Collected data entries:
┄┄┄┄┄┄┄┄┄┄┄┄┄┄┄┄┄┄┄┄

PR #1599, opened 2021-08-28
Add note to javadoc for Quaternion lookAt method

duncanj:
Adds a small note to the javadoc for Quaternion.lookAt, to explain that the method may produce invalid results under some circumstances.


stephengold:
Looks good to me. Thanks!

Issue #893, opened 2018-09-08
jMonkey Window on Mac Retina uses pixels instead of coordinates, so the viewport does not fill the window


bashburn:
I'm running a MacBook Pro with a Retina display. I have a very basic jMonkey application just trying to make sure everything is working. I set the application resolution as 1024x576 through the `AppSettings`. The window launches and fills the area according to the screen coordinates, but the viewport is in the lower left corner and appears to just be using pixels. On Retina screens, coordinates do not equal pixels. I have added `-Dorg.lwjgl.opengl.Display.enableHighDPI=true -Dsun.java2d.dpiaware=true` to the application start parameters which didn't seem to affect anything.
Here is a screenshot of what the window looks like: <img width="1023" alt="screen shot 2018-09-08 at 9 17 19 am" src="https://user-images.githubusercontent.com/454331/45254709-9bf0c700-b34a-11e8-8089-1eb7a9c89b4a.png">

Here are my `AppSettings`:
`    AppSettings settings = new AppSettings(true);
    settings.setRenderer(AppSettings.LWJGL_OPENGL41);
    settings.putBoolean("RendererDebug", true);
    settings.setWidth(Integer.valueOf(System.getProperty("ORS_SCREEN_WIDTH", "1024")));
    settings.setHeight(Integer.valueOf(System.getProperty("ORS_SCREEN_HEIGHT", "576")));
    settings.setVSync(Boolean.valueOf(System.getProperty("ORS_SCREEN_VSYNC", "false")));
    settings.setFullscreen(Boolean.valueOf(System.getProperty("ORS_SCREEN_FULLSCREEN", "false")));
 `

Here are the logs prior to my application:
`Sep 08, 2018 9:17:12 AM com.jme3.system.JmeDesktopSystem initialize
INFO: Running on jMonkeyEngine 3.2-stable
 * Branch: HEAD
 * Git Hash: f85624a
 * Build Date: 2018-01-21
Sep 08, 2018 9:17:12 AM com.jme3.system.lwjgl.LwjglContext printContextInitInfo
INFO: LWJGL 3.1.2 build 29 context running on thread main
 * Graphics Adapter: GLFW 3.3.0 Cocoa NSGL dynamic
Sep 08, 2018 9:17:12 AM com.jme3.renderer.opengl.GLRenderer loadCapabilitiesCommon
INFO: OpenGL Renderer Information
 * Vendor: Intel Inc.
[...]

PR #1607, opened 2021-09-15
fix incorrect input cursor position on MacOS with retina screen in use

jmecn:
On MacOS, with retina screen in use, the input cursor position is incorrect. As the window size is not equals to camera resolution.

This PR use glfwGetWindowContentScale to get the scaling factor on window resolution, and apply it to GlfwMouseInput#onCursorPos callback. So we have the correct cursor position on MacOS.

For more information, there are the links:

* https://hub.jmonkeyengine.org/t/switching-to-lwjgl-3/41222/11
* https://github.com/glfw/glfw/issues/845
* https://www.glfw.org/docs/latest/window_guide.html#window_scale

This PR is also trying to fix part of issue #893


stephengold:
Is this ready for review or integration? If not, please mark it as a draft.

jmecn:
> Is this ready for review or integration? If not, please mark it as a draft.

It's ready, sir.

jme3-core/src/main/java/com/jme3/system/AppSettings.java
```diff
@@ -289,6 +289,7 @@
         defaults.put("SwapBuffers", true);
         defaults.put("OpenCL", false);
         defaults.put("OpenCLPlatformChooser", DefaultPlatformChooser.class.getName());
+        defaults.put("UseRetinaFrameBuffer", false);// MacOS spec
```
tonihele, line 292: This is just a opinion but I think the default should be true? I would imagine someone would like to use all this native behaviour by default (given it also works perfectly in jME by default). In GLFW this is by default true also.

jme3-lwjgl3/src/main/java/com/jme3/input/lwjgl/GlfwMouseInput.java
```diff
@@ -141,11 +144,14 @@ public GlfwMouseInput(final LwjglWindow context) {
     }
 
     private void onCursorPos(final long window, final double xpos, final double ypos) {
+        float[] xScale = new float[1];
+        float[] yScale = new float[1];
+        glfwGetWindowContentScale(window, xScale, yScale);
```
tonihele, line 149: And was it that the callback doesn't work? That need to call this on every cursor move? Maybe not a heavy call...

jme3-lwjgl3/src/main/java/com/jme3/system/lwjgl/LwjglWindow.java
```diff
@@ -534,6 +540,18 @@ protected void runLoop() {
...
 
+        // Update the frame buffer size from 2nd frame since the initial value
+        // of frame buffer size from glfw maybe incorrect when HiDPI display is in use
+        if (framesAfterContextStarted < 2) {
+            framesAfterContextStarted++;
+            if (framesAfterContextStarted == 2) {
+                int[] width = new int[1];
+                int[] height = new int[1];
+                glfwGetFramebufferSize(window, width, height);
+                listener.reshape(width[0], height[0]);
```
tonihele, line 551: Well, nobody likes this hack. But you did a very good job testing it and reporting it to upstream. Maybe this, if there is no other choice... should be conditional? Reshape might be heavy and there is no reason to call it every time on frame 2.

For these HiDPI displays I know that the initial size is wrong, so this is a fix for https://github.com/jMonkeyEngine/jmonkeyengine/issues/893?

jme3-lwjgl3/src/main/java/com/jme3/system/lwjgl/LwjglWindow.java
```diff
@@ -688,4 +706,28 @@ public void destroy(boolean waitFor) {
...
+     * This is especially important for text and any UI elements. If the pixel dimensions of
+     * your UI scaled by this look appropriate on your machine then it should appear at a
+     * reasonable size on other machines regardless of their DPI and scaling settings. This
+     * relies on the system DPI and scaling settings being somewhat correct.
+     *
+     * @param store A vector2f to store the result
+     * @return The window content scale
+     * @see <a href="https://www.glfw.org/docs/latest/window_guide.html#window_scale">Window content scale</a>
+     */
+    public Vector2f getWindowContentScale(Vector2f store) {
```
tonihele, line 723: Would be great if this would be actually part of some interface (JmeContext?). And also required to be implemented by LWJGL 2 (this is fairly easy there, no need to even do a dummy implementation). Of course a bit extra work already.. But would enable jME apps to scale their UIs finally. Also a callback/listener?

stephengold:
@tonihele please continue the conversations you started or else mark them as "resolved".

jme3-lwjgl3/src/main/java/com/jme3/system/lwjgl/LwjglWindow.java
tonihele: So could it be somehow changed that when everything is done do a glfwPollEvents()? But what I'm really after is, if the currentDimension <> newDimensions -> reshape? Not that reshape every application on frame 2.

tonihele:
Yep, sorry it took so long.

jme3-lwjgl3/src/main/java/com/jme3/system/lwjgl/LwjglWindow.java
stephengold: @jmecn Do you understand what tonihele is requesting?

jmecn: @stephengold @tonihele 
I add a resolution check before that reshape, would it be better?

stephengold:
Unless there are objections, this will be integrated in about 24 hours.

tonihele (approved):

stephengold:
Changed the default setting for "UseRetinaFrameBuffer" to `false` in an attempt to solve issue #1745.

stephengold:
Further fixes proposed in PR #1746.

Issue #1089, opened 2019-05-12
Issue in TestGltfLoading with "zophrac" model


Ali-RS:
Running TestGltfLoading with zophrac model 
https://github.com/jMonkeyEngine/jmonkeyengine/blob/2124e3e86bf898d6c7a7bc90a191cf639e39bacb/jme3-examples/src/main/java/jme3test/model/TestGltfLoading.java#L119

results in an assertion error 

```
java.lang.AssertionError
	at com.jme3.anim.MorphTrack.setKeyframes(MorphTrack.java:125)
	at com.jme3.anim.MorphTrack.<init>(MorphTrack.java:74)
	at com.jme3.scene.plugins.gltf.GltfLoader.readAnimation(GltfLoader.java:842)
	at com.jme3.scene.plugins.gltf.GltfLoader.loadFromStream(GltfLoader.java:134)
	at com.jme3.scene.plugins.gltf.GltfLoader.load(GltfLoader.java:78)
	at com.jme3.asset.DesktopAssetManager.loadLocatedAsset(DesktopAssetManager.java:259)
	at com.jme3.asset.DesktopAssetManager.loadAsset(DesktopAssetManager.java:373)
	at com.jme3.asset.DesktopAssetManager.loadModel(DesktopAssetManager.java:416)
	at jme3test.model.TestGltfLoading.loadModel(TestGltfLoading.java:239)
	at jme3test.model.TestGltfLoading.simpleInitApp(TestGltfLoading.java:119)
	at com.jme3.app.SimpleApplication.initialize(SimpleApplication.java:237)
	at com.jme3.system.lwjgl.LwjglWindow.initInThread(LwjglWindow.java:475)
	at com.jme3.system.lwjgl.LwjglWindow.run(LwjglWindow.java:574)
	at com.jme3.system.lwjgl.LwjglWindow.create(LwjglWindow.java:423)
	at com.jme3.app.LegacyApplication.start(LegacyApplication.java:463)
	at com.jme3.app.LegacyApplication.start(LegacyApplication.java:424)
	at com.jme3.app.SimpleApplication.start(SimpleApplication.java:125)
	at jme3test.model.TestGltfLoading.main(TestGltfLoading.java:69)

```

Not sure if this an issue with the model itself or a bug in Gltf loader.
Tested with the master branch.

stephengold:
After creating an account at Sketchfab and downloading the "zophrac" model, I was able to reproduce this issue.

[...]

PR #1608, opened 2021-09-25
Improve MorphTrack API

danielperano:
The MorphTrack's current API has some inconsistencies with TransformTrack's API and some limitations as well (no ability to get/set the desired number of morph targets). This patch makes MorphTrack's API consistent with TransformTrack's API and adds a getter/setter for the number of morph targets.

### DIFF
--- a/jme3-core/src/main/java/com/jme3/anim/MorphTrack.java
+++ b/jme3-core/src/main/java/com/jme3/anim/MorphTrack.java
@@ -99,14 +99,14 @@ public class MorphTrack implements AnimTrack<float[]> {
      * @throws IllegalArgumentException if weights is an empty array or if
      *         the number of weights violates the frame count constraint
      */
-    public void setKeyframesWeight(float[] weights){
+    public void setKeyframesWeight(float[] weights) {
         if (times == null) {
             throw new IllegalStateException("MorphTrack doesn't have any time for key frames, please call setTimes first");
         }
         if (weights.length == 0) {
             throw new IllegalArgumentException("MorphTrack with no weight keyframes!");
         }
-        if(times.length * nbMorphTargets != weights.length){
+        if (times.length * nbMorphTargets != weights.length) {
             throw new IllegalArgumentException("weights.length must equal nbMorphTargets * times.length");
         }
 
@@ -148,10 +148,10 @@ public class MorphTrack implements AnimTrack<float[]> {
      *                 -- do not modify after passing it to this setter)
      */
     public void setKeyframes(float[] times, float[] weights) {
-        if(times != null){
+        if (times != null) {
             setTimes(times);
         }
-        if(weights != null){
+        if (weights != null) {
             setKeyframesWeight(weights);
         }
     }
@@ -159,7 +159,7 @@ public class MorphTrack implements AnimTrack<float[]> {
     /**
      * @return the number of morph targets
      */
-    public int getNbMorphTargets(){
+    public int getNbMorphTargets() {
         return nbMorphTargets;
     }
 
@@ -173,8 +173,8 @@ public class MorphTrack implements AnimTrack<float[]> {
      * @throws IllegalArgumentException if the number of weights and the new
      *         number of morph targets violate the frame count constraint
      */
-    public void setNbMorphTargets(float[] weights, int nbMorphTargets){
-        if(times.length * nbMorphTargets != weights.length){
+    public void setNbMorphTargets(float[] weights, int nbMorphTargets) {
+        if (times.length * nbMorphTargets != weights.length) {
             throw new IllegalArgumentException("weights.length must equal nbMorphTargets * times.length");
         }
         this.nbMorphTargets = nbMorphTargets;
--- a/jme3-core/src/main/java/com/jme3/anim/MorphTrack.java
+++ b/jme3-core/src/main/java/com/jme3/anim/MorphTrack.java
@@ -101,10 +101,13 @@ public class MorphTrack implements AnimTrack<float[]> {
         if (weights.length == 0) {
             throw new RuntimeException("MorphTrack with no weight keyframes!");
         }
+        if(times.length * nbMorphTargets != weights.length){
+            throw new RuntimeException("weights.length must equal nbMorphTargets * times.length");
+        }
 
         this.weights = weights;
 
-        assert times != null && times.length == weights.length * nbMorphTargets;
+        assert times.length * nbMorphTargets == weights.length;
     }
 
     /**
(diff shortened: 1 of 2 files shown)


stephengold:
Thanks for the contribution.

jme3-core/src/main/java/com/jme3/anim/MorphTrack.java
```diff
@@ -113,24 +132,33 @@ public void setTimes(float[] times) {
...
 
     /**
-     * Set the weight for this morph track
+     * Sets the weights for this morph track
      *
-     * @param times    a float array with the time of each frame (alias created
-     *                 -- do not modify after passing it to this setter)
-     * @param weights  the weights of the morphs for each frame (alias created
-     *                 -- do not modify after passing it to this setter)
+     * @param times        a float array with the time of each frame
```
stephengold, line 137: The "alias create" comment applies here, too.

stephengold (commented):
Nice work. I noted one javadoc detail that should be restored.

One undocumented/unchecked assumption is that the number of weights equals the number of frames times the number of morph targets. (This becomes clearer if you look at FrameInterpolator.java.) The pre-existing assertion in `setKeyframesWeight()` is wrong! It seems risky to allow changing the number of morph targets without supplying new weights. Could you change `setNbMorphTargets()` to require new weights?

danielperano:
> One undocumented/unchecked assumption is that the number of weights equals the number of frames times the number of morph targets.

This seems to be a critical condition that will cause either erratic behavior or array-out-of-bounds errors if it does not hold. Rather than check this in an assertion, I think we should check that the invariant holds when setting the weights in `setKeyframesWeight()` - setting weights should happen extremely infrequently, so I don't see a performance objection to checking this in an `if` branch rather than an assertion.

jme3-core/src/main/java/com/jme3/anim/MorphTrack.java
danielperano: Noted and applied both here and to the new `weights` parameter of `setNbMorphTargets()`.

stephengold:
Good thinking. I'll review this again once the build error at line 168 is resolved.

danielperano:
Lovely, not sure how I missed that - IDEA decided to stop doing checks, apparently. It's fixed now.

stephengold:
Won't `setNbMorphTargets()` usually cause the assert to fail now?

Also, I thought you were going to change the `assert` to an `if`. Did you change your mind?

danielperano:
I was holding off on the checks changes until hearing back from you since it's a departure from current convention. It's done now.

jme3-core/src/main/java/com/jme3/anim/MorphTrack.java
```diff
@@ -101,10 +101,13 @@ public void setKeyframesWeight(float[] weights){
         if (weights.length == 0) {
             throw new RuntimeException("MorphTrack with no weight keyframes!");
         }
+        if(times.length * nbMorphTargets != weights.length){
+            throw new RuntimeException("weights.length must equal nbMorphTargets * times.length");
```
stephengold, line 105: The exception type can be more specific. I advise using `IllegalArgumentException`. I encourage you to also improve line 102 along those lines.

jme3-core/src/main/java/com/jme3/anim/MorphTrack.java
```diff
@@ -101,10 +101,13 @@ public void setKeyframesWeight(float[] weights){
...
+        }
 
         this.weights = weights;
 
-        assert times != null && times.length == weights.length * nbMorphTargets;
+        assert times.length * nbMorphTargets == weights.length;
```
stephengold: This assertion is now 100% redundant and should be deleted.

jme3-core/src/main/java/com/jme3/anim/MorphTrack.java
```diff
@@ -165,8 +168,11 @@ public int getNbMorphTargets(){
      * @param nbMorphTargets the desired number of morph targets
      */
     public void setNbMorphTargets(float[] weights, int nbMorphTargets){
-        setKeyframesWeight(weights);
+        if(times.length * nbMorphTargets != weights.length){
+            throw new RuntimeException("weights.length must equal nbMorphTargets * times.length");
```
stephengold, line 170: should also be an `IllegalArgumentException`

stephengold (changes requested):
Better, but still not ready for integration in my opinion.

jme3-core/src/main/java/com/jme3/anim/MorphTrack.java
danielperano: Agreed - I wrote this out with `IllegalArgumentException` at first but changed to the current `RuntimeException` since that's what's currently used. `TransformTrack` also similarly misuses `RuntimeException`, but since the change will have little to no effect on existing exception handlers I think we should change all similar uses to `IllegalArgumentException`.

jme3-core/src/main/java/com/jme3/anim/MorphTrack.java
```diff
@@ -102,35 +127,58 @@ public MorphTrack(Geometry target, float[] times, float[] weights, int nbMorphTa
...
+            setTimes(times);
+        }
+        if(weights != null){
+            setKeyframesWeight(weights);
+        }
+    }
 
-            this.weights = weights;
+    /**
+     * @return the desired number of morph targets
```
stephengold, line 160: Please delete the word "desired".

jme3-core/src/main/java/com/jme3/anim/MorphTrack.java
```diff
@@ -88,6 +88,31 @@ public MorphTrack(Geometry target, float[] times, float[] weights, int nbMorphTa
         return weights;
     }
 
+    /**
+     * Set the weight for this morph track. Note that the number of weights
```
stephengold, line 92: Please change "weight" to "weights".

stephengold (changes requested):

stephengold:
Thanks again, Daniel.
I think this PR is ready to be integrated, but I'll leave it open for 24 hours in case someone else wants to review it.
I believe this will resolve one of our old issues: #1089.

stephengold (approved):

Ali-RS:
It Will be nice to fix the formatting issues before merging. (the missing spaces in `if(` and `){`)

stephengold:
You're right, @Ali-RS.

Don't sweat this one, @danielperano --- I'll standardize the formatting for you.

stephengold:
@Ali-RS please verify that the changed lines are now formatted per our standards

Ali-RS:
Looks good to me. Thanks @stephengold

┄┄┄┄┄┄┄┄┄┄┄┄┄┄┄┄┄┄┄┄

→ What the exercise asks:
All lines in the entries above that include "else" should be found and copied.

→ Result:
@tonihele please continue the conversations you started or else mark them as "resolved".
I think this PR is ready to be integrated, but I'll leave it open for 24 hours in case someone else wants to review it.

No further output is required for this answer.